Fardan menekankan bahwa Islam adalah agama sempurna yang memberikan panduan dalam seluruh aspek kehidupan, baik privat maupun publik. Perbedaan cara pandang seorang muslim dengan nonmuslim dapat dilihat dari hal sederhana seperti menyikapi makanan.
Seorang muslim tidak hanya melihat kelezatan atau gizi suatu makanan, tetapi pertama kali akan mempertanyakan kehalalannya. Menurutnya, cara berpikir ini harus diterapkan pula dalam memandang ekonomi, politik, serta sains dan teknologi.

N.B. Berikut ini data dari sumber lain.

PR #745, opened 2016-02-10
Rayleigh fading

bastibl:
If I see that correctly, the rayleigh fader

- uses only K-1 sinusoids
- and normalizes the power to K-1/K *2 instead of 1

I think that a power level of 1 is also assumed when weighing NLOS and LOS components.

PR #1606, opened 2018-02-09
Update selective_fading_model_impl.cc

jan-safar:
The multiplication by 2 in the sinc() function argument appears to be a mistake. It, for example, results in signal paths with a delay of 0.5 sample time being completely ignored.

Baca juga: Mahfud MD Sentil Demokrasi Elektoral yang Rawan Politik Transaksional
Trilogi Ilmu, Iman, dan Amal
Untuk menghadapi tantangan dunia modern, Fardan menawarkan trilogi lain yaitu ilmu, iman, dan amal. Ia menilai salah satu kelemahan umat saat ini adalah mengetahui sudut pandang Islam namun tidak meyakininya sebagai kebenaran mutlak.

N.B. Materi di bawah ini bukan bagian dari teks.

PR #1612, opened 2018-02-12
python gateway: permit a variable number of ports

willcode:
Here is an initial cut at allowing Python blocks to have a variable number of ports. Backward compatibility is maintained by checking the type of io args passed to the constructor. The test program below shows how this works. A new py_io_signature class is used. This class is similar to io_signature, but keeps track of the numpy type for each port.

Performance is within 5% of the previous version.

```
-----
EXAMPLE OF USAGE (implements multi-port add block)
-----

#!/usr/bin/env python

from gnuradio import gr, blocks
import numpy as np

# Set this to test py_io_signature
NEW=1

class TestBasic(gr.basic_block):

    def __init__(self):

        # Using py_io_signature, variable number of inputs, fixed number of outputs
        if NEW:
            gr.basic_block.__init__(self, "Test",
                                    gr.py_io_signature(2,-1, ['float32', 'float32']),
                                    gr.py_io_signature(1, 1, ['float32']))

        # Backward compatible, fixed number of I/O ports
        else:
            gr.basic_block.__init__(self, "Test", ['float32', 'float32'], ['float32'])

    def general_work(self, input_items, output_items):
        n = len(output_items[0])
        output_items[0][:] = input_items[0][:n]
        for i in range(1,len(input_items)):
            output_items[0][:] += input_items[i][:n]

        self.consume_each(n)
        return n

class TestSync(gr.sync_block):

    def __init__(self):

        # Using py_io_signature, variable number of inputs, fixed number of outputs
        if NEW:
            gr.sync_block.__init__(self, "Test",
                                   gr.py_io_signature(2,-1, ['float32', 'float32']),
                                   gr.py_io_signature(1, 1, ['float32']))

        # Backward compatible, fixed number of I/O ports
        else:
            gr.sync_block.__init__(self, "Test", ['float32', 'float32'], ['float32'])

    def work(self, input_items, output_items):
        n = len(output_items[0])
        output_items[0][:] = input_items[0][:n]
        for i in range(1,len(input_items)):
            output_items[0][:] += input_items[i][:n]

        self.consume_each(n)
        return n

###
## MAIN
#
tb = gr.top_block()
src = blocks.vector_source_f(range(1000), repeat=True)
head = blocks.head(4, 100000000)
dst = blocks.null_sink(4)
test = TestBasic()
tb.connect(src, (test,0))
tb.connect(src, (test,1))

# Add more ports at run time
if NEW:
    tb.connect(src, (test,2))
    tb.connect(src, (test,3))
    tb.connect(src, (test,4))

tb.connect(test, head, dst)
tb.run()
```

### DIFF
--- a/gnuradio-runtime/python/gnuradio/gr/gateway.py
+++ b/gnuradio-runtime/python/gnuradio/gr/gateway.py
@@ -1,5 +1,5 @@
 #
-# Copyright 2011-2012 Free Software Foundation, Inc.
+# Copyright 2011-2012, 2018 Free Software Foundation, Inc.
 #
 # This file is part of GNU Radio
 #
@@ -78,35 +78,61 @@ class msg_handler(gr.feval_p):
         return 0
 
 ########################################################################
+# io_signature for Python
+########################################################################
+class py_io_signature(object):
+
+    # Minimum and maximum number of ports, and a list of numpy types.
+    def __init__(self, min_ports, max_ports, type_list):
+        self.__min_ports = min_ports
+        self.__max_ports = max_ports
+        self.__types = map(numpy.dtype, type_list)
+
+    # Make/return a gr.io_signature. A non-empty list of sizes is
+    # required, even if there are no ports.
+    def gr_io_signature(self):
+        return io_signaturev(self.__min_ports, self.__max_ports,
+                             [t.itemsize for t in self.__types] or [0])
+
+    # Return data types for the first nports ports. If nports is
+    # smaller than the provided type list, return a truncated list. If
+    # larger, fill with the last type.
+    def port_types(self, nports):
+        ntypes = len(self.__types)
+        if ntypes == 0:
+            return []
+        if nports <= ntypes:
+            return self.__types[:nports]
+        return self.__types + [self.__types[-1]]*(nports-ntypes)
+
+########################################################################
 # The guts that make this into a gr block
 ########################################################################
 class gateway_block(object):
 
     def __init__(self, name, in_sig, out_sig, work_type, factor):
 
-        #ensure that the sigs are iterable dtypes
-        def sig_to_dtype_sig(sig):
-            if sig is None: sig = ()
-            return map(numpy.dtype, sig)
-        self.__in_sig = sig_to_dtype_sig(in_sig)
-        self.__out_sig = sig_to_dtype_sig(out_sig)
+        # Normalize the many Python ways of saying 'nothing' to '[]'
+        in_sig = in_sig or []
+        out_sig = out_sig or []
 
-        #cache the ranges to iterate when dispatching work
-        self.__in_indexes = range(len(self.__in_sig))
-        self.__out_indexes = range(len(self.__out_sig))
-
-        #convert the signatures into gr.io_signatures
-        def sig_to_gr_io_sigv(sig):
-            if not len(sig): return io_signature(0, 0, 0)
-            return io_signaturev(len(sig), len(sig), [s.itemsize for s in sig])
-        gr_in_sig = sig_to_gr_io_sigv(self.__in_sig)
-        gr_out_sig = sig_to_gr_io_sigv(self.__out_sig)
+        # Backward compatibility: array of type strings -> py_io_signature
+        if type(in_sig) is py_io_signature:
+            self.__in_sig = in_sig
+        else:
+            self.__in_sig = py_io_signature(len(in_sig), len(in_sig), in_sig)
+        if type(out_sig) is py_io_signature:
+            self.__out_sig = out_sig
+        else:
+            self.__out_sig = py_io_signature(len(out_sig), len(out_sig), out_sig)
 
         #create internal gateway block
         self.__handler = gateway_handler()
         self.__handler.init(self.__gr_block_handle)
         self.__gateway = block_gateway(
-            self.__handler, name, gr_in_sig, gr_out_sig, work_type, factor)
+            self.__handler, name,
+            self.__in_sig.gr_io_signature(), self.__out_sig.gr_io_signature(),
+            work_type, factor)
         self.__message = self.__gateway.block_message()
 
         #dict to keep references to all message handlers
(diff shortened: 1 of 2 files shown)


giladbeeri:
@willcode I think it fails with Python sink blocks, they don't have out_sig.

``` File "/home/gilad/gr/as/lib/python2.7/dist-packages/gnuradio/gr/gateway.py", line 263, in __init__
    factor=1,
  File "/home/gilad/gr/as/lib/python2.7/dist-packages/gnuradio/gr/gateway.py", line 122, in __init__
    self.__out_sig = py_io_signature(len(out_sig), len(out_sig), out_sig)
TypeError: object of type 'NoneType' has no len()
```

I assume it will also fail for source blocks but haven't checked.

willcode:
Changed to accept any form of Python 'nothing' (None, [], 0, etc.) to indicate that there are no ports. I didn't know there was a qa module for gateway - it's over in gr-blocks instead of gnuradio-runtime. That should probably be moved. Now, qa passes. @giladbeeri try it out again?

giladbeeri:
@willcode I tested it with a sync block and `in_sig=gr.py_io_signature(1, -1, [numpy.float32])` (where previously I had `in_sig=[numpy.float32] * num_ports`), it works as expected. Thank you!

willcode:
Updated copyright dates, squashed, and added a better commit message. @marcusmueller please consider merging.

gnuradio-runtime/python/gnuradio/gr/gateway.py
```diff
@@ -77,36 +77,62 @@ def eval(self, arg):
...
 
-        #ensure that the sigs are iterable dtypes
-        def sig_to_dtype_sig(sig):
-            if sig is None: sig = ()
-            return map(numpy.dtype, sig)
-        self.__in_sig = sig_to_dtype_sig(in_sig)
-        self.__out_sig = sig_to_dtype_sig(out_sig)
+        # Normalize the many Python ways of saying 'nothing' to '[]'
+        in_sig = in_sig or []
+        out_sig = out_sig or []
```
noc0lour: Do we need a mutable type here? Would a tuple `()` be sufficient?

gnuradio-runtime/python/gnuradio/gr/gateway.py
```diff
@@ -128,36 +154,47 @@ def __gr_block_handle(self):
...
+            out_types = self.__out_sig.port_types(noutputs)
             self.__message.general_work_args_return_value = self.general_work(
 
                 input_items=[pointer_to_ndarray(
                     self.__message.general_work_args_input_items[i],
-                    self.__in_sig[i],
+                    in_types[i],
                     self.__message.general_work_args_ninput_items[i]
-                ) for i in self.__in_indexes],
+                ) for i in xrange(ninputs)],
```
noc0lour: As much as I like `xrange()` for speed improvements in Py2k this will break in Py3k. Consider using `range()` even if it's a bit slower in Py2k. As this is probably good work we want to have in the `next` branch.

gnuradio-runtime/python/gnuradio/gr/gateway.py
```diff
@@ -128,36 +154,47 @@ def __gr_block_handle(self):
...
 
                 output_items=[pointer_to_ndarray(
                     self.__message.general_work_args_output_items[i],
-                    self.__out_sig[i],
+                    out_types[i],
                     self.__message.general_work_args_noutput_items
-                ) for i in self.__out_indexes],
+                ) for i in xrange(noutputs)],
```
noc0lour: Same `xrange()` comment here.

gnuradio-runtime/python/gnuradio/gr/gateway.py
```diff
@@ -128,36 +154,47 @@ def __gr_block_handle(self):
...
+            out_types = self.__out_sig.port_types(noutputs)
             self.__message.work_args_return_value = self.work(
 
                 input_items=[pointer_to_ndarray(
                     self.__message.work_args_input_items[i],
-                    self.__in_sig[i],
+                    in_types[i],
                     self.__message.work_args_ninput_items
-                ) for i in self.__in_indexes],
+                ) for i in xrange(ninputs)],
```
noc0lour: `xrange()` -> `range()`

gnuradio-runtime/python/gnuradio/gr/gateway.py
```diff
@@ -128,36 +154,47 @@ def __gr_block_handle(self):
...
 
                 output_items=[pointer_to_ndarray(
                     self.__message.work_args_output_items[i],
-                    self.__out_sig[i],
+                    out_types[i],
                     self.__message.work_args_noutput_items
-                ) for i in self.__out_indexes],
+                ) for i in xrange(noutputs)],
```
noc0lour: `xrange()` -> `range()`

gnuradio-runtime/python/gnuradio/gr/gateway.py
willcode: mutable is not needed

gnuradio-runtime/python/gnuradio/gr/gateway.py
willcode: range in Python 3 is xrange in Python 2. Since GR 3.7 is Python 2 only, can we keep it xrange here and change it to range for the new branch?

willcode: Performance difference is trivial in testing - changing to range.

marcusmueller:
So, regarding Py2/3: Yes, 3.7 is Python 2 only. Yes, 3.8 will be Py3.

`xrange` might be the right thing to do in general, but here, I'd
concur with @noc0lour: The potential memory overhead of a temporary
list (instead of a generator for ints) is outshadowed by the fact that
we're making an array of pointers to ndarrays of the same size. I'm not
foreseeing Python blocks with millions of output ports anytime soon,
anyway.

Does that answer the question?

marcusmueller:
Merged manually. Thank you!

“Ketika kita sudah mengetahui segala sesuatu diatur dalam Islam dan kita mengimaninya, secara otomatis amal kita akan selaras dengan identitas keislaman,” jelasnya. Oleh karena itu, penguatan ilmu dan iman menjadi pondasi utama sebelum melakukan amal perbuatan.
Terdapat tiga pekerjaan rumah (PR) besar bagi umat Islam dalam menghadapi kompleksitas dunia modern. Pertama, adalah memahami atau mengilmui posisi Islam terhadap berbagai permasalahan yang ada saat ini. Kedua, umat harus memahami kondisi zaman yang lahir dari sejarah panjang dan kompleks.
Menurup kajiannya, Fardan menekankan pentingnya kemampuan menyaring budaya dan pemikiran modern. Ia mengutip pemikiran tokoh Muslim Amerika, Seyyed Hossein Nasr, yang mengibaratkan peradaban seperti sistem pencernaan manusia.
“Kita harus bisa menjadi orang yang memahami cara menyaring dan mencerna tantangan zaman ini,” pungkasnya. Melalui analogi tersebut, umat diharapkan mampu menyerap hal-hal bermanfaat dari modernitas dan membuang hal-hal yang tidak memberikan kemaslahatan.